Aim of the exercise: Print the first line of the data below and every one after it, through the line containing "Two-file behavior change", exactly as written.

Collected data entries:
BEGIN

PR #214, opened 2026-07-24
feat(composer): persist prompt history across /clear + fix soft-wrap nav (BET-257)

antoinedc:
## Summary

Two-file behavior change (plus pure helpers + tests) for the chat composer:

1. **Prompt history now survives `/clear`**. The composer remembered prompts only from the live opencode transcript; `/clear` swaps in a brand-new session with an empty transcript and wiped the cycle history. History is now persisted in `localStorage`, keyed by the tmux WINDOW (`tmuxSession` + `windowIndex`) — the only identity stable across clears — and merged with the live transcript on every read.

END

Response:
PR #214, opened 2026-07-24
feat(composer): persist prompt history across /clear + fix soft-wrap nav (BET-257)

antoinedc:
## Summary

Two-file behavior change (plus pure helpers + tests) for the chat composer:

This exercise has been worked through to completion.